07 de julho de 2026
Polícia

Adolescente é transferido para Lins

Luciana La Fortezza
| Tempo de leitura: 3 min

Um dos menores que participou do motim e que de posse de uma arma branca fez reféns durante a rebelião deflagrada na noite de anteontem na unidade da Fundação para o Bem-Estar do Menor (Febem) de Bauru foi transferido para Lins na tarde de ontem.

A informação foi confirmada pela assessoria de imprensa da Febem. De acordo com ela, a solicitação partiu do próprio interno. Ele teria se indisposto com os colegas no decorrer do tumulto por ter ameaçado com uma naifa (um pedaço de metal afiado na ponta) aqueles que estavam em seu poder.

Na opinião do rapaz, que não teve a idade divulgada, e da diretoria da unidade local, ele não teria condições de permanecer com segurança em Bauru. A Polícia Militar (PM) se responsabilizou pela escolta durante sua transferência.

Segundo fontes da própria polícia, o juiz da Vara da Infância e Juventude, Ubirajara Maintinguer, autorizou a mudança de unidade ainda na noite de anteontem, pois o rapaz seria um dos agitadores da rebelião.

Também informaram que o único interno recapturado, dos nove que fugiram da unidade, disse que os funcionários facilitaram a fuga. O adolescente não quis falar com a equipe do JC.

Três servidores da Febem foram procurados pela reportagem para comentar a denúncia, mas se recusaram a prestar qualquer depoimento. Alegaram não dispor de autorização para falar com o jornal. Contudo, a assessoria de imprensa do Sindicato dos Trabalhadores em Entidades de Assistência ao Menor e à Família do Estado de São Paulo (Sintraemfa) refutou a acusação.

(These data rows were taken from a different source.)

PR #6727, opened 2023-11-10
Issue/build master investigate fedora pytest docker issue

Hugo-Inmanta:
# Description

The use of ` ` or `"` in the venv paths was actually not supported.
In this PR:
- remove faulty `test_pip_binary_when_venv_path_contains_double_quote` (test is failing on fedora-latest and was previously failing silently)
- add validation for the env's path on virtualenv creation (error is raised for `&`, `"` or whitespace)
- add test `test_invalid_chars_in_venv_path` for this behaviour

# Self Check:

- [ ] Changelog entry


src/inmanta/env.py
```diff
@@ -566,24 +566,38 @@ class PythonEnvironment:
...
+
+        :param path: Path to validate.
+        :param path_name: Used to display the type of the path being validated.
+        """
+        if not path:
+            raise ValueError(f"The {path_name} cannot be an empty string.")
+
+        match = PythonEnvironment._invalid_chars_in_path_re.search(path)
+        if match:
+            raise ValueError(f"Invalid character `{match.group()}` in {path_name} {path}.")
```
arnaudsjs, line 599: Why perform this check at the level of the `PythonEnvironment` class? The custom pip binary is only created by the `VirtualEnv` subclass. Wouldn't it be too strict to enforce this character constraint at the level of the `PythonEnvironment` class.

src/inmanta/env.py
```diff
@@ -566,24 +566,38 @@ class PythonEnvironment:
     Inmanta product packages don't change.
     """
 
+    _invalid_chars_in_path_re = re.compile(r"[ \"&]")
```
arnaudsjs, line 569: I can see that having a double quote can cause issues. But I am failing to see why we would also reject the whitespace and ampersand characters? Could you explain?

arnaudsjs (changes requested):

src/inmanta/env.py
Hugo-Inmanta: Moved this down to VirtualEnv

src/inmanta/env.py
Hugo-Inmanta: Whitespace and ampersand are not causing issues after all. Added `$` and backtick char + some docstring
Full slack discussion [here](https://inmanta.slack.com/archives/CKRF0C8R3/p1699604351677279) for reference.

src/inmanta/env.py
```diff
@@ -1094,14 +1094,41 @@ class VirtualEnv(ActiveEnv):
     Creates and uses a virtual environment for this process. This virtualenv inherits from the previously active one.
     """
 
+    _invalid_chars_in_path_re = re.compile(r"[\"$`]")
```
arnaudsjs, line 1097: This makes the set on invalid characters more clear.
```suggestion
    _invalid_chars_in_path_re = re.compile(r'["$`]')
```

src/inmanta/env.py
```diff
@@ -1094,14 +1094,41 @@ class VirtualEnv(ActiveEnv):
...
+        """
+        Check for the presence of the following invalid characters in the given path.
+            - '$' because of a limitation in python venv causing prompt display issues:
+                - '$$' will be replaced by the pid of the process
+                - '${<var>}' will be expanded (possibly to empty string if var is undefined)
+
+            - '`' to prevent command substitution e.g. `whoami` would be interpreted in the prompt.
+
+            - '"' because of a limitation in python venv causing venv activation to fail silently for python<3.12 and
+              a crash for python>=3.12
```
arnaudsjs, line 1118: I think this docstring is missing a bit of context. The essential part of the problem is that this path is injected in the `activate` file of the created venv, which is a bash script. So we need to exclude all special characters that might be interpreted incorrectly in a bash string.

```
The given path is used in the `./bin/activate` file of the created venv without escaping any special characters. As such, we refuse all special characters here that might cause the given path to be interpreted incorrectly:

* $: Character used for variable expansion in bash strings.
* `: Character used to perform command substitution in bash strings.
* ": Character that will be interpreted incorrectly as the end of the string. 
```

arnaudsjs (changes requested):

src/inmanta/env.py
Hugo-Inmanta: Oh, nice !

src/inmanta/env.py
```diff
@@ -1094,14 +1094,38 @@ class VirtualEnv(ActiveEnv):
...
+        :param path: Path to validate.
+        """
+        if not path:
+            raise ValueError("Cannot create virtual environment because the provided path is an empty string.")
+
+        match = VirtualEnv._invalid_chars_in_path_re.search(path)
+        if match:
+            raise ValueError(
+                f"Cannot create virtual environment because the provided path `{path}` contains an"
+                f"invalid character (`{match.group()}`)."
```
arnaudsjs, line 1126:
```suggestion
                f" invalid character (`{match.group()}`)."
```

arnaudsjs (changes requested):

tests/test_env.py
```diff
@@ -555,26 +554,20 @@ def test_override_inmanta_package(tmpvenv_active_inherit: env.VirtualEnv) -> Non
...
-    # Ensure inheritance works correctly
-    assert "inmanta-core" in [elem["name"] for elem in parsed_output]
+    venv_name = f"test{invalid_char}test"
+    venv_dir = os.path.join(tmpdir, venv_name)
+
+    with pytest.raises(ValueError) as excinfo:
+        env.VirtualEnv(venv_dir)
+    assert (
+        f"Cannot create virtual environment because the provided path `{venv_dir}` contains an"
+        f"invalid character (`{invalid_char}`)."
```
Hugo-Inmanta, line 569:
```suggestion
        f" invalid character (`{invalid_char}`)."
```

arnaudsjs (approved):

PR #6730, opened 2023-11-14
Fix bug number cast iso6

FloLey:
# Description

while working on https://github.com/inmanta/inmanta-core/pull/6686 we noticed a bug https://github.com/inmanta/inmanta-core/pull/6686#discussion_r1386642720 . This PR fixes this bug

# Self Check:

- [ ] Changelog entry


FloLey:
@sanderr I couldn't merge [this one](https://github.com/inmanta/inmanta-core/pull/6722) as it was on the wrong base.

PR #6734, opened 2023-11-15
issue/6731:dict path: allow matching float with corresponding int

### LINKED ISSUE #6731: dict path: allow matching float with corresponding int
`1.0` is a float. When it appears in a dict, the dict path library does not support matching it as `key=1`, only `key=1.0`. Since `1 == 1.0` this should be supported. I expect changing `NormalValue.matches` should fix this.

FloLey:
# Description

1.0 is a float. When it appears in a dict, the dict path library does not support matching it as key=1, only key=1.0. Since 1 == 1.0 this should be supported. I expect changing NormalValue.matches should fix this.

closes #6731 

# Self Check:

- [x] Changelog entry

### DIFF
--- a/changelogs/unreleased/6731-fix-dict-path-matching-float-int.yml
+++ b/changelogs/unreleased/6731-fix-dict-path-matching-float-int.yml
@@ -1,0 +1,4 @@
+description: Allow matching floats with corresponding ints in dict path
+issue-nr: 6734
+change-type: patch
+destination-branches: [master, iso6]
--- a/changelogs/unreleased/6731-fix-dict-path-matching-float-int.yml
+++ b/changelogs/unreleased/6731-fix-dict-path-matching-float-int.yml
@@ -2,3 +2,6 @@ description: Allow matching floats with corresponding ints in dict path
 issue-nr: 6734
 change-type: patch
 destination-branches: [master, iso6]
+sections:
+  bugfix: "Fix the handling of numeric keys in dict paths:
+  floating-point numbers and their integer equivalents are treated as the same key."
--- a/src/inmanta/util/dict_path.py
+++ b/src/inmanta/util/dict_path.py
@@ -115,6 +115,7 @@ class NormalValue(DictPathValue):
     def __init__(self, value: str) -> None:
         super(DictPathValue, self).__init__()
         self._value: str = value
+        self._numeric_value: Optional[float] = self._try_parse_numeric(value)
 
     def escape(self) -> str:
         return WildDictPath.PATTERN_SPECIAL_CHARACTER.sub(r"\\\1", self._value)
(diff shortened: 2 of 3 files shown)


src/inmanta/util/dict_path.py
```diff
@@ -122,6 +122,15 @@ def escape(self) -> str:
...
             return False
+
+        # Attempt numeric comparison if both values can be converted to floats
+        try:
+            if float(self._value) == float(value):
+                return True
+        except ValueError:
+            pass
+
+        # Fallback to string comparison
```
arnaudsjs, line 133: This implementation will always attempt a numeric comparison, also when the provided value has the type `str`. I don't think that makes much sense. Wouldn't it be better to only attempt a numeric comparison when the provided value is numeric?

For example, consider the following dict: `{"1": "val"}`. If we apply the dict path expression `1.0` on this dict, do we want it to match? I personally think not. But I do think the dict path expression should match `{1: "val"}`. Do you agree?

arnaudsjs (changes requested):

src/inmanta/util/dict_path.py
```diff
@@ -122,6 +122,15 @@ def escape(self) -> str:
...
         return self._value == str(value)
```
Hugo-Inmanta, line 134: I think this is slightly more efficient when both values are float and different + it reads nicer
```suggestion
        # Attempt numeric comparison if both values can be converted to floats
        try:
            return float(self._value) == float(value):
        except ValueError:
            # Fallback to string comparison
            return self._value == str(value)

        
```

Hugo-Inmanta (changes requested):

changelogs/unreleased/6731-fix-dict-path-matching-float-int.yml
```diff
@@ -0,0 +1,4 @@
+description: Allow matching floats with corresponding ints in dict path
+issue-nr: 6734
+change-type: patch
+destination-branches: [master, iso6]
```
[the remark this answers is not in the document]
arnaudsjs: Yes. I would add a changelog entry for this.

src/inmanta/util/dict_path.py
FloLey: indeed but I changed it :see_no_evil:

src/inmanta/util/dict_path.py
FloLey: The values in the dictpaths are always provided as strings aren't they? I changed the code and added some test. I think it is better now.

arnaudsjs: Yes. In a dichtpath expression we don't have a way to indicate the difference between a string and an integer/float key.

src/inmanta/util/dict_path.py
```diff
@@ -115,14 +115,29 @@ class NormalValue(DictPathValue):
...
+        # Perform a numeric comparison only if the value is an int/float and
+        # The key in the dictpath can be interpreted as an int/float
+        if self._numeric_value is not None and isinstance(value, (int, float)):
+            return float(self._value) == value
+
+        # Fallback to string comparison for other types
+        return str(self._value) == str(value)
+
+    @staticmethod
+    def _try_parse_numeric(value: object) -> Optional[float]:
```
arnaudsjs, line 136:
```suggestion
    def _try_parse_numeric(value: str) -> Optional[float]:
```

arnaudsjs (changes requested):

Hugo-Inmanta (changes requested):

arnaudsjs (approved):

Hugo-Inmanta (approved):
LGTM :+1:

Para a entidade, que não havia recebido queixas por parte dos funcionários devido ao tumulto de anteontem, a afirmação do menor é uma inverdade. A entidade defende a impossibilidade dos servidores tomarem atitudes desta natureza e rechaça qualquer depoimento que coloque em dúvida a idoneidade daqueles que trabalham na Febem.

Novo registro

Na tarde de ontem, três funcionários da unidade de Bauru registraram um outro boletim de ocorrência na Delegacia de Infância e Juventude (Diju). O primeiro foi lavrado ainda na madrugada de ontem, após o encerramento do motim. Segundo o documento, eles foram vítimas de ameaça e agressão.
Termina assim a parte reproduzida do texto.